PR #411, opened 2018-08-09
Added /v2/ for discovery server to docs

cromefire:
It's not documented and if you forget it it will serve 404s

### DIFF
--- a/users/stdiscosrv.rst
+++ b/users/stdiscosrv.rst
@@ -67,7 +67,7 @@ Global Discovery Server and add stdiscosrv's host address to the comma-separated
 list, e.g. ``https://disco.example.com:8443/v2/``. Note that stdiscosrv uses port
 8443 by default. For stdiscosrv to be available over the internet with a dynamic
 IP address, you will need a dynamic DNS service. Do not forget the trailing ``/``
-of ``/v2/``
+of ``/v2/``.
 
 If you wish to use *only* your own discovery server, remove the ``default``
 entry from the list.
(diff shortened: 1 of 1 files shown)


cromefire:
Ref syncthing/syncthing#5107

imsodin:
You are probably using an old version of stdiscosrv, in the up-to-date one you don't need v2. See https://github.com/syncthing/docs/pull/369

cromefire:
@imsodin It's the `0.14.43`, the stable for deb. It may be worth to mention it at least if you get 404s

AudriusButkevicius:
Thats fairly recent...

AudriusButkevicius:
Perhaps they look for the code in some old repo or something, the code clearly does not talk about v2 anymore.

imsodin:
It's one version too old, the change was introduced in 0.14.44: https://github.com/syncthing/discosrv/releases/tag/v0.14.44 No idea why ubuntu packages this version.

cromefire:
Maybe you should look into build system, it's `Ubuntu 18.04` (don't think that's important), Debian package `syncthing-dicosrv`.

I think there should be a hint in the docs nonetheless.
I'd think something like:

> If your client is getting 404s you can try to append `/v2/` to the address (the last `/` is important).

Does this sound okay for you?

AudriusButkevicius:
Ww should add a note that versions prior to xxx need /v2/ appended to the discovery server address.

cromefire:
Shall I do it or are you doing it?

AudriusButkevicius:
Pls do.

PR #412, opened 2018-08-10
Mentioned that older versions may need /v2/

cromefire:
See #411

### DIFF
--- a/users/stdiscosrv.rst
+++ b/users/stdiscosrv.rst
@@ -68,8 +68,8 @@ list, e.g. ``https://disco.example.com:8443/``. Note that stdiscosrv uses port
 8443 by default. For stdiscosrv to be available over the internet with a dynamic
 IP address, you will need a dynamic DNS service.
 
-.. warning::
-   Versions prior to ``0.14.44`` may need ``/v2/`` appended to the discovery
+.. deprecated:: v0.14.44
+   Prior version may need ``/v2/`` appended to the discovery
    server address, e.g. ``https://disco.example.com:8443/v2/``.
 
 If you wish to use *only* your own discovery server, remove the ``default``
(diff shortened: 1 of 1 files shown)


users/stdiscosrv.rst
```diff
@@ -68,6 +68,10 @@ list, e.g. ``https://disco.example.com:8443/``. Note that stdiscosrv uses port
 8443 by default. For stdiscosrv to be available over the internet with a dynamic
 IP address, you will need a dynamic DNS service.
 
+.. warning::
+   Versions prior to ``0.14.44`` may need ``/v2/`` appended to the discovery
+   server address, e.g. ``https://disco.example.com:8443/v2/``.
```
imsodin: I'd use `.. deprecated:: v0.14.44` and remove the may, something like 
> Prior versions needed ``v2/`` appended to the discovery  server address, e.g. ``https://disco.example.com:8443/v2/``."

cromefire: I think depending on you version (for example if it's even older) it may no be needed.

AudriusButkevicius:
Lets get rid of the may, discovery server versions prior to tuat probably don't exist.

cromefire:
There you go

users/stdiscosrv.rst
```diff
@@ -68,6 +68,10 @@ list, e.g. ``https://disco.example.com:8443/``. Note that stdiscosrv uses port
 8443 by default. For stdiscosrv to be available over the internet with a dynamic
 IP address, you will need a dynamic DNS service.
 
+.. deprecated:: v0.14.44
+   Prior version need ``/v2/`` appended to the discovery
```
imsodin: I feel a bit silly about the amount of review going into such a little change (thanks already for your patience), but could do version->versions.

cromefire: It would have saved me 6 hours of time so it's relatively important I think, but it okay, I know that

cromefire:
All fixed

#####

WHAT IS BEING ASKED ▸
Where does "uses" appear in the listing? Show every line that has it.

RESULT BELOW ▸
 list, e.g. ``https://disco.example.com:8443/v2/``. Note that stdiscosrv uses port
@@ -68,8 +68,8 @@ list, e.g. ``https://disco.example.com:8443/``. Note that stdiscosrv uses port
@@ -68,6 +68,10 @@ list, e.g. ``https://disco.example.com:8443/``. Note that stdiscosrv uses port
@@ -68,6 +68,10 @@ list, e.g. ``https://disco.example.com:8443/``. Note that stdiscosrv uses port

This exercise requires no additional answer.